Lectura del santo evangelio según san Juan (5,17-30):
EN aquel tiempo, Jesús dijo a los judíos:
«Mi Padre sigue actuando, y yo también actúo».
Por eso los judíos tenían más ganas de matarlo: porque no solo quebrantaba el sábado, sino también llamaba a Dios Padre suyo, haciéndose igual a Dios.
Jesús tomó la palabra y les dijo:
«En verdad, en verdad os digo: el Hijo no puede hacer nada por su cuenta sino lo que viere hacer al Padre. Lo que hace este, eso mismo hace también el Hijo, pues el Padre ama al Hijo y le muestra todo lo que él hace, y le mostrará obras mayores que esta, para vuestro asombro.
Lo mismo que el Padre resucita a los muertos y les da vida, así también el Hijo da vida a los que quiere.
Porque el Padre no juzga a nadie, sino que ha confiado al Hijo todo el juicio, para que todos honren al Hijo como honran al Padre. El que no honra al Hijo, no honra al Padre que lo envió.
En verdad, en verdad os digo: quien escucha mi palabra y cree al que me envió posee la vida eterna y no incurre en juicio, sino que ha pasado ya de la muerte a la vida.
En verdad, en verdad os digo: llega la hora, y ya está aquí, en que los muertos oirán la voz del Hijo de Dios, y los que hayan oído vivirán.
Porque, igual que el Padre tiene vida en sí mismo, así ha dado también al Hijo tener vida en sí mismo. Y le ha dado potestad de juzgar, porque es el Hijo del hombre.
No os sorprenda esto, porque viene la hora en que los que están en el sepulcro oirán su voz: los que hayan hecho el bien saldrán a una resurrección de vida; los que hayan hecho el mal, a una resurrección de juicio.

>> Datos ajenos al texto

PR #12599, opened 2022-04-06
Use yarn 3

fisker:
## Checklist


kachkaev:
Do we need to keep multiple `yarn.lock` files? Yarn 3 has an improved ‘focus mode’ for workspaces, if I remember correctly. In theory, there can be just one `yarn.lock` at the top of the repo.

fisker:
> Do we need to keep multiple yarn.lock files?

I think we do, we run release script from `scripts/release` and during the release it removes the one in root. But I'm not sure.

fisker:
> Before we decide to use Yarn 3 in the main branch

Unfortunately, the CI log is telling us we can't, it seems yarn 3 don't support Node.js 10.

kachkaev:
> Yarn 3 don't support Node.js 10

Yeah, that's a shame. We can probably finish this PR after Prettier v3 is out then. We'll have an opportunity to drop Node 10 and 12 I guess.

Yo no puedo hacer nada por mí mismo; según le oigo, juzgo, y mi juicio es justo, porque no busco mi voluntad, sino la voluntad del que me envió».
Palabra del Señor
Miércoles de la IV semana de cuaresma.
La liberación de la esclavitud en Egipto y del cautiverio en Babilonia son «éxodos» (cada uno a su manera) que revelan una verdad histórica indiscutible: Dios libera a Israel de sus opresores. Cualesquiera que fueran las imágenes usadas, Dios se muestra siempre a favor de la libertad del pueblo que lleva su nombre.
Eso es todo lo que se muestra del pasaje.